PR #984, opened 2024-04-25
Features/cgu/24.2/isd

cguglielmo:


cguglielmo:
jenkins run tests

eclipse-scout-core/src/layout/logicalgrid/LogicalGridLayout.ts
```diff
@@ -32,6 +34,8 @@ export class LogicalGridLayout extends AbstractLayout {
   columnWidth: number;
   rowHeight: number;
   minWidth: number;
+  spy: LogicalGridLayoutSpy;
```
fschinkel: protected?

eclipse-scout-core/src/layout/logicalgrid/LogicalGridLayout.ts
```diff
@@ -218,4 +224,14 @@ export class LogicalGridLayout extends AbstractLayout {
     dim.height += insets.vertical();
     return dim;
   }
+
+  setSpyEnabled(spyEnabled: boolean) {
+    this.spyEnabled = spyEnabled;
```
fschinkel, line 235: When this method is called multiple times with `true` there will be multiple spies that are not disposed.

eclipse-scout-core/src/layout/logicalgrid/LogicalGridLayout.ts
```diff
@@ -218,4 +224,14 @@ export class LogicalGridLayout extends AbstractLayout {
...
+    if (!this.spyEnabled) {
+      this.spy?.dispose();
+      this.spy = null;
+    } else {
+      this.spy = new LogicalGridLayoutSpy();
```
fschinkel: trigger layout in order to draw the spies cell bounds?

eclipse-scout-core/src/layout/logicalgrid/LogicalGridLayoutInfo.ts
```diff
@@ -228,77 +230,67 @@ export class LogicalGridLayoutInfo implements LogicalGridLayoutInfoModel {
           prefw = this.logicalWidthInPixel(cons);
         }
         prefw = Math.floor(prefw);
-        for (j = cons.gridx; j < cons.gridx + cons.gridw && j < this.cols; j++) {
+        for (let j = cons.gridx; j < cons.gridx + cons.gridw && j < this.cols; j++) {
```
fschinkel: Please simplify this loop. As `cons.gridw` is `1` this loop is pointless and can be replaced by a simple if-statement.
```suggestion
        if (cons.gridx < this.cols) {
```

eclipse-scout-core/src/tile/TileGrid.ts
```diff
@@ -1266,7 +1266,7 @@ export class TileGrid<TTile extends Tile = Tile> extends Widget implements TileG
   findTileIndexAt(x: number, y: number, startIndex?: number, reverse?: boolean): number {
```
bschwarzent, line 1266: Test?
────────────────────
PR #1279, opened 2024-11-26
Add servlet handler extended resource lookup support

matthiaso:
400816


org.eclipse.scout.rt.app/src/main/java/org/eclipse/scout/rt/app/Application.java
────────────────────
* The problem *
A word-for-word copy of the lines above from the one with "fschinkel: protected?" through the one with "bschwarzent, line 1266: Test?", inclusive, is the only output wanted.

* Answer for the task *
fschinkel: protected?

eclipse-scout-core/src/layout/logicalgrid/LogicalGridLayout.ts
```diff
@@ -218,4 +224,14 @@ export class LogicalGridLayout extends AbstractLayout {
     dim.height += insets.vertical();
     return dim;
   }
+
+  setSpyEnabled(spyEnabled: boolean) {
+    this.spyEnabled = spyEnabled;
```
fschinkel, line 235: When this method is called multiple times with `true` there will be multiple spies that are not disposed.

eclipse-scout-core/src/layout/logicalgrid/LogicalGridLayout.ts
```diff
@@ -218,4 +224,14 @@ export class LogicalGridLayout extends AbstractLayout {
...
+    if (!this.spyEnabled) {
+      this.spy?.dispose();
+      this.spy = null;
+    } else {
+      this.spy = new LogicalGridLayoutSpy();
```
fschinkel: trigger layout in order to draw the spies cell bounds?

eclipse-scout-core/src/layout/logicalgrid/LogicalGridLayoutInfo.ts
```diff
@@ -228,77 +230,67 @@ export class LogicalGridLayoutInfo implements LogicalGridLayoutInfoModel {
           prefw = this.logicalWidthInPixel(cons);
         }
         prefw = Math.floor(prefw);
-        for (j = cons.gridx; j < cons.gridx + cons.gridw && j < this.cols; j++) {
+        for (let j = cons.gridx; j < cons.gridx + cons.gridw && j < this.cols; j++) {
```
fschinkel: Please simplify this loop. As `cons.gridw` is `1` this loop is pointless and can be replaced by a simple if-statement.
```suggestion
        if (cons.gridx < this.cols) {
```

eclipse-scout-core/src/tile/TileGrid.ts
```diff
@@ -1266,7 +1266,7 @@ export class TileGrid<TTile extends Tile = Tile> extends Widget implements TileG
   findTileIndexAt(x: number, y: number, startIndex?: number, reverse?: boolean): number {
```
bschwarzent, line 1266: Test?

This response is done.